We calmly and politely asked a Walmart car park attendant where the Uber's pick up from,
and he shouted that Uber's were not associated with Walmart and couldn't help us.
You're running into a right pair of wankers here.
I then started to panic, and that made my son cry as he picked up on it.
Oh, my God.
Obviously, as a parent, that is the one thing you do not want to do,
especially not on day one of your dream holiday you've spent two years paying for.
Jesus Christ.
A British family stopped and helped us,
and we got our Uber back to the hotel,
but the experience really ruined the start of our holiday,
and then made me really guarded for the rest of it.
Oh, Lucy.
Oh, no.
I'm so sorry.
Oh, it's hard, didn't it?
You put so much into a holiday.
It's too much pressure on holidays, isn't there really, in a weird way?
There's too much, like, my kids talk so much about when we're going to Greece,
and then we're going to have gone to Greece.
Do you know what I mean?
And then you want to make sure that you're there full of beans, loving it.
And also, going anywhere new is always a bit of a lottery and stuff like that.
Totally.
What I would recommend is, when you go abroad, you can get ESIMs now.
I use a thing called Hollerfly
and you can basically pay like 20 quid
and it will give you a month
or a two weeks of data
that you can just use
and you just go on your settings
and say use this ESIM
and that way you've got the same data
that you'd have in the UK
but you can have it for two weeks out there
so whenever you're not by Wi-Fi
you've got that
but oh I'm sorry Lucy
I hope you had a good time for the rest of it though
this episode is brought to you by Spec Savers
now Rob one of the amazing
things about having kids, it's getting to enjoy how they see the world, isn't it?
Oh, yeah.
It's this strange world they live in Rob, where everything's kind of infinite.
Anything can exist, but also it's tiny in that the people they know are the only people they know.
And do you know what they love, a muddy puddle?
Oh, they love a muddy puddle.
You're like, no, dirty shoes got, but like they put on, let's put wellies on and get dirty and then just have a shot.
It's fun getting dirty and jumping in mud.

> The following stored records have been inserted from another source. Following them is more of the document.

PR #217, opened 2024-05-19
Generated Recipes Screen

ohamz:
Implement the UI for displaying the recipes recommended in a new subscreen.

- [x] Implement UI for generated recipes screen.
- [x] Link frontend with backend implementation.
- [x]  Test all.
- [x] Get required coverage.


ohamz:
I have to wait for the recommendation system backend to be implemented before completing this PR.

ohamz:
Ready for review :)


@fdejean Could you check if the backend works please, because I have a feeling it doesn't (unless I forgot something when linking it to the UI).

fdejean:
> Ready for review :)
> 
> @fdejean Could you check if the backend works please, because I have a feeling it doesn't (unless I forgot something when linking it to the UI).

Yes, there was in issue with database missing an IDs field. 
I fixed it work now!

app/src/main/java/com/android/feedme/model/viewmodel/GenerateViewModel.kt
```diff
@@ -0,0 +1,88 @@
...
+   * A function that fetches the generated recipes
+   *
+   * @param ingredientIds: the unique IDs of the recipes we want to fetch
+   * @param profile: the profile of the user
+   */
+  fun fetchGeneratedRecipes(ingredientIds: List<String>, profile: Profile) {
+    _ingredientsIds = ingredientIds
+    _profile = profile
+
+    if (_isStrict.value) {
```
fdejean, line 39: The logic is reversed, by default, the toggle button is on "strict" and it's seem the value is true as when sliding to "extra" is does the strict search.

app/src/main/java/com/android/feedme/model/data/RecipeRepository.kt
```diff
@@ -325,21 +326,31 @@ class RecipeRepository(private val db: FirebaseFirestore) {
...
   ) {
     if (ingredientIds.isEmpty()) {
       onFailure(IllegalArgumentException())
       return
     }
-    db.collection(collectionPath)
-        .whereArrayContainsAny("ingredientIds", ingredientIds)
+    // Create a query to fetch the top rated recipes
+    var queryRef =
+        db.collection(collectionPath).whereArrayContainsAny("ingredientIds", ingredientIds).limit(6)
```
fdejean, line 346: No, you cannot do that, here you limit the recipes to 6. Hence the ranking will happen only on those 6 recipes and not all the recipe that match criteria. Either increase this limit or do a filtering on the highest ranked recipes first.
The best way will be to utilize SQL firebase or BigQuerry but it was decided that local filtering will work for now

fdejean (changes requested):
Nice work, but some details need to changed for the feature to work as excepted (c.f my comment)

app/src/main/java/com/android/feedme/model/data/RecipeRepository.kt
ohamz: Hmmm I see, so where do you think can I add this `.limit()` call ? (I did these changes to be able to add the Load more button)

app/src/main/java/com/android/feedme/model/viewmodel/GenerateViewModel.kt
ohamz: Ohhh my bad, nice catch !

app/src/main/java/com/android/feedme/model/data/RecipeRepository.kt
fdejean: The process is done in "one go" 
You can't really pause it and get a coherent result. 
(Would be the case if it was a not local suggestion)

Hence, there is no load more feature. The output is a complete list, for the UI you could use a LazyList and it should display only the requested element.

ohamz: I wanted to implement the Load more button functionality, but I think I will just display all fetched recipes on after the other.

fdejean (approved):
Nice

0marwa (approved):
Good job spotting and fixing the DB bugs, no remarks on my end; the code is well-documented so well done!

PR #218, opened 2024-05-19
Displaying best recipes on Landing Page

ohamz:
Fetch the best rated recipes from the database in order to display them on the landing page below the search bar.


app/src/main/java/com/android/feedme/ui/component/LoadMoreButton.kt
mche3kek, line 1: Nice job with the button ! Do you think you could use derived paddings from the screen length instead of fixed lengths to avoid UI bugs across different sized devices ?

app/src/test/java/com/android/feedme/ui/HomeViewModelTest.kt
mche3kek, line 1: Nice testing !

app/src/main/java/com/android/feedme/ui/SavedScreen.kt
mche3kek, line 1: Why was the saved screen deleted ? Is it integrated somewhere else ?

app/src/main/java/com/android/feedme/model/data/RecipeRepository.kt
```diff
@@ -66,14 +67,15 @@ class RecipeRepository(private val db: FirebaseFirestore) {
   }
 
   /**
-   * Fetch all the recipes of the given List of Ids
+   * Fetches the top rated recipes from Firestore. The recipes are ordered by their rating in
```
mche3kek, line 70: This method would be for saved recipes instead of top rated ones

app/src/main/java/com/android/feedme/model/data/RecipeRepository.kt
```diff
@@ -93,10 +95,50 @@ class RecipeRepository(private val db: FirebaseFirestore) {
...
+   * descending order.
+   *
+   * @param lastRecipe The last recipe fetched in the previous query. If null, fetches the first
+   *   page of recipes.
+   * @param onSuccess A callback function invoked with the list of recipes on success.
+   * @param onFailure A callback function invoked on failure to fetch the recipes, with an
+   *   exception.
+   */
+  fun getRatedRecipes(
+      lastRecipe: DocumentSnapshot?,
```
mche3kek, line 109: Nice addition to avoid fetching the six same recipes continually

mche3kek (changes requested):
Nice code and I really love the button ! I have two points to raise though :

1) is it normal to already have 6 recipes (apart from lasagna and pasta) already displayed ?

2) when clicking on any recipe that is not Pasta or Lasagna, the app crashes with an Invalid document reference instead of displaying the recipe, is it normal (I guess not but we never know) ?

app/src/main/java/com/android/feedme/model/data/RecipeRepository.kt
ohamz: Nice catch, I'll fix it.

app/src/main/java/com/android/feedme/ui/component/LoadMoreButton.kt
ohamz: For the padding it's not a problem, since I added enough padding for the button to be visible and not touching with the bottom screen.
The only possible issue would be fixed width, but it is still centered with enough space on the borders so it shouldn't cause problem.

ohamz:
> 1. is it normal to already have 6 recipes (apart from lasagna and pasta) already displayed ?

I have 6 recipes in total, including the lasagna and pasta, it turns to 12 when I click on "Load more" button


</pre>


> 2. when clicking on any recipe that is not Pasta or Lasagna, the app crashes with an Invalid document reference instead of displaying the recipe, is it normal (I guess not but we never know) ?

Yes this is an issue that we have to fix, it's when clicking on the scrapped recipes in the database like you said, but from any screen not just from HOME (SEARCH and SAVED). This is an important issue that has to be fixed in another PR.

mche3kek (approved):
Everything looks good to me ! Only concern on my part would be to open a PR for the bug if it is not already the case. Great job !

PR #219, opened 2024-05-20
Fix the UI of following button in Profile Screen

xrsula:
In order to fix the UI of the following button in Profile Screen, I added additional padding to main UI components in order to make the screen fit better any type of phone screen

### DIFF
--- a/app/src/main/java/com/android/feedme/ui/profile/ProfileScreen.kt
+++ b/app/src/main/java/com/android/feedme/ui/profile/ProfileScreen.kt
@@ -12,7 +12,6 @@ import androidx.compose.foundation.layout.fillMaxWidth
 import androidx.compose.foundation.layout.height
 import androidx.compose.foundation.layout.padding
 import androidx.compose.foundation.layout.width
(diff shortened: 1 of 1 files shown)


ohamz:
@JeannedeM can you test it on your device if it works ? If I remember the problem was when launching the app on a physical device, on the emulator it's fine.

image

JeannedeM:
> @JeannedeM can you test it on your device if it works ? If I remember the problem was when launching the app on a physical device, on the emulator it's fine.
> image

I tried on my phone and it was still the same problem :(
image

JeannedeM:
I just push something that fixes the roblem on my phone, but it would be great of @xrsula  and @ohamz  could test it, to be sure it's not a mess on their phones....

ohamz:
> I just push something that fixes the problem on my phone, but it would be great of @xrsula and @ohamz could test it, to be sure it's not a mess on their phones....

It still works on the emulator so I think the fix is good !

image

ohamz (approved):
Bug fixed !

PR #225, opened 2024-05-20
224 bug  ingredients not displayed in full recipe screen

fdejean:
Scenario : Upon visiting a full recipe, no ingredients appear... Yet they are well uploaded in the database....
What could be the bug?

### DIFF
--- a/app/src/main/java/com/android/feedme/model/data/IngredientsRepository.kt
+++ b/app/src/main/java/com/android/feedme/model/data/IngredientsRepository.kt
@@ -2,6 +2,7 @@ package com.android.feedme.model.data
 
 import android.util.Log
 import com.google.firebase.firestore.DocumentSnapshot
+import com.google.firebase.firestore.FieldPath
 import com.google.firebase.firestore.FirebaseFirestore
 import com.google.firebase.firestore.Query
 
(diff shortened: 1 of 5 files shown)


fdejean:
The bug was in the back-end : fetching of the `Ingredient` Class.
Was returing `MetaDataIngredient` instead of `Ingredient`
Also simplified fetching of a recipe to avoid fetching each ingredient as every info is already stored directly in the recipe with the newly migrated database.

JeannedeM (commented):
Nice job for fixing this bug ! Do you think it's possible to reach 80% coverage or not ?

app/src/main/java/com/android/feedme/model/data/IngredientsRepository.kt
```diff
@@ -101,39 +102,25 @@ class IngredientsRepository(val db: FirebaseFirestore) {
...
+        .whereIn(FieldPath.documentId(), ingredientIds)
+        .get()
+        .addOnSuccessListener { querySnapshot ->
+          val ingredients =
+              querySnapshot.documents.mapNotNull { documentSnapshot ->
+                documentSnapshot.toObject(Ingredient::class.java)
+              }
+          onSuccess(ingredients)
+        }
+        .addOnFailureListener { exception -> onFailure(exception) }
```
ohamz, line 123: Good fix, so you're getting the `Ingredients` directly instead of `IngredientMetaData`.

app/src/test/java/com/android/feedme/model/IngredientsRepositoryTest.kt
```diff
@@ -181,8 +184,13 @@ class IngredientsRepositoryTest {
...
 
-    // Setup mocks to simulate a failure for any fetch attempt
-    `when`(mockDocumentReference.get()).thenReturn(Tasks.forException(exception))
+    // Setup mocks to simulate a failure for the whereIn query
+    `when`(mockFirestore.collection("ingredients")).thenReturn(mockCollectionReference)
+    `when`(
+            mockCollectionReference.whereIn(
+                Mockito.eq(FieldPath.documentId()), Mockito.eq(ingredientIds)))
+        .thenReturn(mockQuery)
+    `when`(mockQuery.get()).thenReturn(Tasks.forException(exception))
```
ohamz, line 194: The tests are well adapted to the changes.

ohamz (approved):
The bug is tested and is fixed now, the only uncovered lines are due to an enum, which wasn't covered in the tests for some weird reason.
It won't affect the overall coverage since it's only a couple of lines.

Approved!

app/src/main/java/com/android/feedme/model/data/IngredientsRepository.kt
fdejean: Yes

fdejean:
> Nice job for fixing this bug ! Do you think it's possible to reach 80% coverage or not ?

No, I adapted all the test, none where removed.
I had to add some new line to handle the unit conversion correctly, as we stored them in string in the database.
It seem sonar cloud don't like nested function and hence does not consider the whole function to be covered.
Passing 20minutes to add a test to check to get those 10missing line of coverage does not seems relevant now ...

Issue #642, opened 2026-05-01
Website annotation like in pi-annotate


JulianS-Uni:
Can you implement a website annotation similar to what [pi-annotate](https://github.com/nicobailon/pi-annotate) is doing? I like pi-annotate but having the chrome extension is clunky and the extension does not work when you are coding on a remote machine over ssh. Plannotator just works out of the box.

I thought about loading the website (url) to a new frame on the annotation overview. From there the annotation overview should recognice DOM-Elements and enable to comment on them. The report should include the DOM elements, id and class for the agent to recognize it.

I know, there's so many things they like doing.
Do you know what?
If someone said to me, do you want to roll down the,
that grassy hill, I think no.
No.
But they love it.
They do love it.
They do love it.
Rob.
Thing is though, Rob, around one in five
children have undiagnosed sight conditions.
And that can get in the way of seeing
all that wonder.
One in five, really?
Genuinely, one in five, Rob.
Being able to see clearly is key to their development,
helping them explore the world around them
and connect with others.
Got you.
So if catching those issues early can make a huge difference,
it's good news that Specsaver's experts can help.
Exactly, Rob.
They've pulled out the stops to make
children's eye test as enjoyable and kid-friendly as possible.
Plus, you can stay with your child the whole time for peace of mind.
Make their first appointment a good experience.
Book your child and NHS funded ITEST at specksavers.co.uk.
Weird town traditions or another boomer, what do you fancy, Josh?
Or customer service revenge?
Yes, please, yes.
Hi, Rob, Josh and Michael.
While I was at uni, I worked in a busy Manchester City Centre hotel in 2006.
Oh, I'd like to know what that was.
That would be peak Wayne Rooney going out drinking era, wouldn't it?
Of course.
He's your mate, you watch the football with him.
Did you chat much?
A bit, chat about Argyle.
Oh, God, yeah, that didn't work out well for him, though, did it?
No, but he was quite...
But last thing you wanted to sit next with an Argyll fan.
There's only about 18 of you in the country.
Now he's managed to spend an afternoon we won.
He was very impressed by our away support.
Was he?
Yeah. Okay.
Most guests were lovely, but every shift we'd get,
the rowdy, rude, obnoxious, very drunk ones,
football fans stags and hen parties,
the overly important business people,
you get the picture.
I'll admit, I took great,
very quiet pleasure in assigning
the absolute worst rooms available
to the rudest guests.
Was this my fucking room in the basement?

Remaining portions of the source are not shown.